BRIEF: In the entries below, the word "needs" appears on some lines. Copy each of those lines.

(Dataset entries)
________
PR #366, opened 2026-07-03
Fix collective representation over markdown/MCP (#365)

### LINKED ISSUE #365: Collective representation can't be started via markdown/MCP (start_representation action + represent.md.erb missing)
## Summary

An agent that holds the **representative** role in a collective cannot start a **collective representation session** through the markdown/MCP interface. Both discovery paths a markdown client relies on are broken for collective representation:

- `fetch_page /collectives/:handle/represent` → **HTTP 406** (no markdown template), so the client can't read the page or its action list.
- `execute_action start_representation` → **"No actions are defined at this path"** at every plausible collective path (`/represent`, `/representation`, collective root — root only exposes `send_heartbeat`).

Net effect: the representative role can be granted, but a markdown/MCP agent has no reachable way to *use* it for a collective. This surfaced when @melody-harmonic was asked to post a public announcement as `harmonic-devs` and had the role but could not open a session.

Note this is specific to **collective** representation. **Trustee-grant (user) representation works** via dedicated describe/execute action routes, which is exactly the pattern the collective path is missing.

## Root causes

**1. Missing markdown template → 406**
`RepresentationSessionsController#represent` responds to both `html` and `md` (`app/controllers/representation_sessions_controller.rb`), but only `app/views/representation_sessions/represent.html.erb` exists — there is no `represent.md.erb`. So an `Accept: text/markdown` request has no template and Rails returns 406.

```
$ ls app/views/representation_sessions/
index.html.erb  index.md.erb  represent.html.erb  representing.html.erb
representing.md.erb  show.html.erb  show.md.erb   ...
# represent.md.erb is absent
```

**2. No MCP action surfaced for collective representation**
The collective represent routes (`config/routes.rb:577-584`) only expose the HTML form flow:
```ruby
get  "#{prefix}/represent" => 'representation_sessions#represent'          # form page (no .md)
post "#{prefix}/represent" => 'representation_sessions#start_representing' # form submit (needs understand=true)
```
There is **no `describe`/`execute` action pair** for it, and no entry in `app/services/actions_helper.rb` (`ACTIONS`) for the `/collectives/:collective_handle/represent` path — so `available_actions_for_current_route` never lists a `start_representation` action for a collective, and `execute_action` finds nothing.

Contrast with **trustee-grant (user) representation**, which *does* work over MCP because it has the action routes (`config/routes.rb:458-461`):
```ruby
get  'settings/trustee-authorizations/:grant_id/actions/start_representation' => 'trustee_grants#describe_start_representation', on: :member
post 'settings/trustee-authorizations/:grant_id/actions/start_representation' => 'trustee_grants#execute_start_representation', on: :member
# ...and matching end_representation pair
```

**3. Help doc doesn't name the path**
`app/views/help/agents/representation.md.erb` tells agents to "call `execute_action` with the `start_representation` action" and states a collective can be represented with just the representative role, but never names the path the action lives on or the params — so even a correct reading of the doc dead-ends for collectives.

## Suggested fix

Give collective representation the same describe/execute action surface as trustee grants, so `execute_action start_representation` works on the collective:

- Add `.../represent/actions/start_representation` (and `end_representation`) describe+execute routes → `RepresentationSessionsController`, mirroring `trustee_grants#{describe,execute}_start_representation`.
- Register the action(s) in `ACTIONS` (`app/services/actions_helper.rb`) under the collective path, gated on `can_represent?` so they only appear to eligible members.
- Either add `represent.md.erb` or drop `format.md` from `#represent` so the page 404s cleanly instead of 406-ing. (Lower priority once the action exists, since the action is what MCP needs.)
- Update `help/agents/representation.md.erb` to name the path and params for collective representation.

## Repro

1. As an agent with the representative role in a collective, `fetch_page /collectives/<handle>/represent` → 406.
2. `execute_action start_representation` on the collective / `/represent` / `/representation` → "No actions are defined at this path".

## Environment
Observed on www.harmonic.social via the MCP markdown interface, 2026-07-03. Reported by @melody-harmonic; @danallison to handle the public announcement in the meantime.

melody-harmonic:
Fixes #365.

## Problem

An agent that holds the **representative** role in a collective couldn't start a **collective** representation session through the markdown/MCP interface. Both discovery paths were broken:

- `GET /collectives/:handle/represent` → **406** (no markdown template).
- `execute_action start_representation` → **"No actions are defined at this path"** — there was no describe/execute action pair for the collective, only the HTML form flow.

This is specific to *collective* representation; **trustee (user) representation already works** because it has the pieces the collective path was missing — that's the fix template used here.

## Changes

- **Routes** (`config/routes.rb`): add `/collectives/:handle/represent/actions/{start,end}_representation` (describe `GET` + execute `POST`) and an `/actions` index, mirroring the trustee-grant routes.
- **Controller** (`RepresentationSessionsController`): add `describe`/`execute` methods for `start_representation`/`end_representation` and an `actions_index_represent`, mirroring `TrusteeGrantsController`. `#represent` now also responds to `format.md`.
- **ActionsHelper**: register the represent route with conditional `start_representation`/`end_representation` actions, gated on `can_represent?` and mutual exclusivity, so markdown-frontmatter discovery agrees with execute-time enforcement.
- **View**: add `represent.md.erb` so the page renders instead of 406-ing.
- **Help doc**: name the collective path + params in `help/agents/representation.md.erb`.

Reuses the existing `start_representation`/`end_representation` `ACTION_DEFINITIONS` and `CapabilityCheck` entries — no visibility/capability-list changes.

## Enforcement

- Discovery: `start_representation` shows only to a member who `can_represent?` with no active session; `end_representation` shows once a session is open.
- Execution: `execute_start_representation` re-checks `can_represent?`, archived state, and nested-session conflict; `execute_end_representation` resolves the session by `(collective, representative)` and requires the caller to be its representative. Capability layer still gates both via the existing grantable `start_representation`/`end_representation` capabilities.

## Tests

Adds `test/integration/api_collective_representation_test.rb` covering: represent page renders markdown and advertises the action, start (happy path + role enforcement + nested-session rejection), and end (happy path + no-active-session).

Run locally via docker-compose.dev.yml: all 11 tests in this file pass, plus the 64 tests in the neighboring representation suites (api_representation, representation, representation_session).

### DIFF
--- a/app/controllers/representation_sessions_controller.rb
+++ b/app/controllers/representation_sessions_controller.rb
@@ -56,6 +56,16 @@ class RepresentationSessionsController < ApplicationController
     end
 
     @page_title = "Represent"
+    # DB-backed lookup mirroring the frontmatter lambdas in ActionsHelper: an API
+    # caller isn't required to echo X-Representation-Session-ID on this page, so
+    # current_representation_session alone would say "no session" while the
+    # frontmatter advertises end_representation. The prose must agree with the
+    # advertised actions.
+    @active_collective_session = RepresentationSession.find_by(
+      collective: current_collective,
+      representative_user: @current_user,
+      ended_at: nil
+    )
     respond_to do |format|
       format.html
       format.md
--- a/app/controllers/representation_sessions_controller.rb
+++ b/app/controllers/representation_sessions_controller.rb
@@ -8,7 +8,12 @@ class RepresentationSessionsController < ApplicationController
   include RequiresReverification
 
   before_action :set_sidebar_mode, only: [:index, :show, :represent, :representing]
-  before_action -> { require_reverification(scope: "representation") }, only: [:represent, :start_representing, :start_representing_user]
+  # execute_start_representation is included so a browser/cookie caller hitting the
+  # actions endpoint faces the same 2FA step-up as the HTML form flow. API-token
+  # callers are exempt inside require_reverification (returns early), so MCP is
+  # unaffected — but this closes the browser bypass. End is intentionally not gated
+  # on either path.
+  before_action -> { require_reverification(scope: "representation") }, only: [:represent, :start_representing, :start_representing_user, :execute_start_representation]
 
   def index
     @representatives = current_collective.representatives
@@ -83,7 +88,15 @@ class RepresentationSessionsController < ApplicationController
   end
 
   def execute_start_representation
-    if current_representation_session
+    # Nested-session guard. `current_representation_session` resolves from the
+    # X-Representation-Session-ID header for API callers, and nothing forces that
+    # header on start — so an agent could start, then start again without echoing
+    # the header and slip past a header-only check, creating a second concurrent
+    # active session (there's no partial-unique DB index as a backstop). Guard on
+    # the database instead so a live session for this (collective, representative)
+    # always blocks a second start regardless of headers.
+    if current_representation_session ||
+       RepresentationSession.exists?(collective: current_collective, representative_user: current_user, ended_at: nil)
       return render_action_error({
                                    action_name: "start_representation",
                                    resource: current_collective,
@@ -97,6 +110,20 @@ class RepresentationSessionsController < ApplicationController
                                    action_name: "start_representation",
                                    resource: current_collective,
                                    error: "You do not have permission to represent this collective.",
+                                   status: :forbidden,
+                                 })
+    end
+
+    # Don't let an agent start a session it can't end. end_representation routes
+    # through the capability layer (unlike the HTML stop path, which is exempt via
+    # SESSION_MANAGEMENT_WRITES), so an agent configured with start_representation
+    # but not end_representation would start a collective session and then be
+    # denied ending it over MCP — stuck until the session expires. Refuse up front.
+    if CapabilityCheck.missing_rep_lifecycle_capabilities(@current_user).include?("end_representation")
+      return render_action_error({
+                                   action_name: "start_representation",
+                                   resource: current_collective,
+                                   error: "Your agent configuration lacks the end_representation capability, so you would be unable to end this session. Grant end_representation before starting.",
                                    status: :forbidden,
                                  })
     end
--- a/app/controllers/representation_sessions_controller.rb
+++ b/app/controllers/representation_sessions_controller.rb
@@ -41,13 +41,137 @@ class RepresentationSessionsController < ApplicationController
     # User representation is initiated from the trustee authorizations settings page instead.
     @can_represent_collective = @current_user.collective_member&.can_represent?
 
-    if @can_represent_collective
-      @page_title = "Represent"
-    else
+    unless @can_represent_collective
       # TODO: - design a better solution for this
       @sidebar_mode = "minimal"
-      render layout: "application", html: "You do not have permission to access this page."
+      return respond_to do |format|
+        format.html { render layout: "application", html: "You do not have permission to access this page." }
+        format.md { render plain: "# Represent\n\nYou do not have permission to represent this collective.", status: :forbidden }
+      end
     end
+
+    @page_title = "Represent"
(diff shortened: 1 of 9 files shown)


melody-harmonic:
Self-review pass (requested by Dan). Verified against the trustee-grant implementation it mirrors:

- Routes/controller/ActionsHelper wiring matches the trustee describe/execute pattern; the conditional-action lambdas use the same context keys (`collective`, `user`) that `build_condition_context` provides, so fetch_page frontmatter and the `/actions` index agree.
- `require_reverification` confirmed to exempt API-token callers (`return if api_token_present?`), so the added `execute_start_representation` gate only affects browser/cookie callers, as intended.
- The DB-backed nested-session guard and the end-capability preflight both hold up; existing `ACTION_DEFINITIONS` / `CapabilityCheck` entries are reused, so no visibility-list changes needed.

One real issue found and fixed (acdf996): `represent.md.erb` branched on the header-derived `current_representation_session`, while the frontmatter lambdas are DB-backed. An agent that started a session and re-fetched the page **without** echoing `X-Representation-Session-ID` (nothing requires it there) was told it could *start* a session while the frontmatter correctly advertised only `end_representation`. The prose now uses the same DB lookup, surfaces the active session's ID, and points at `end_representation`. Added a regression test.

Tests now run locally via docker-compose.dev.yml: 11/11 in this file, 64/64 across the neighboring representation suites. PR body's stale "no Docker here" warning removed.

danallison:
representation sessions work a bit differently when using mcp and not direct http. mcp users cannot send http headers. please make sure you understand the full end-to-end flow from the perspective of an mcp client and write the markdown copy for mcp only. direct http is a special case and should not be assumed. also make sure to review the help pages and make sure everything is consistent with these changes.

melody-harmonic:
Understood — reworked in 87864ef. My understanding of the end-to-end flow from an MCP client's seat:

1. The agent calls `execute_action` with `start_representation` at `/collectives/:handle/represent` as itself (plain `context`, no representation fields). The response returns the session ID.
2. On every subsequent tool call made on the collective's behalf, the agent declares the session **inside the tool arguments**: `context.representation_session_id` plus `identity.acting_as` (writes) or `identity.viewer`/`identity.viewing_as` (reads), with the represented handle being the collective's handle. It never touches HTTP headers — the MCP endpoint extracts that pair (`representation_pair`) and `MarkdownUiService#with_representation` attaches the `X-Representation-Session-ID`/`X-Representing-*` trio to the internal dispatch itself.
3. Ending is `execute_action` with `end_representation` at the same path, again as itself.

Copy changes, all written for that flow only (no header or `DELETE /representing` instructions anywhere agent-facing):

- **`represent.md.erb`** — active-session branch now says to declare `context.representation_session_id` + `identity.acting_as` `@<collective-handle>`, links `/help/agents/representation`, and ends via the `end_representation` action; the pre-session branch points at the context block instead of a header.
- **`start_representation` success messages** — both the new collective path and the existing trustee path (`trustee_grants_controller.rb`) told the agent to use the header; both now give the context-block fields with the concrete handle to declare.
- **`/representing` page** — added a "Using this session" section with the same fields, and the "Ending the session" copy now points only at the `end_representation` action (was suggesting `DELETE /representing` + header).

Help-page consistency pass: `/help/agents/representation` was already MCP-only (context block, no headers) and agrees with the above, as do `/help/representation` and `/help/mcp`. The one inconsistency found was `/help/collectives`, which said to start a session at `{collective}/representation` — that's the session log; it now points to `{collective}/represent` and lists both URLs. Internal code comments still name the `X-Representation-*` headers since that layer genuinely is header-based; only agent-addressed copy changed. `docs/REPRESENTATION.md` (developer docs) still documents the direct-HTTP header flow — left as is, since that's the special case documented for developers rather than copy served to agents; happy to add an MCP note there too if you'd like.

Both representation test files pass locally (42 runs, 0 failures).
________
PROBLEM SOLUTION:
post "#{prefix}/represent" => 'representation_sessions#start_representing' # form submit (needs understand=true)
- Either add `represent.md.erb` or drop `format.md` from `#represent` so the page 404s cleanly instead of 406-ing. (Lower priority once the action exists, since the action is what MCP needs.)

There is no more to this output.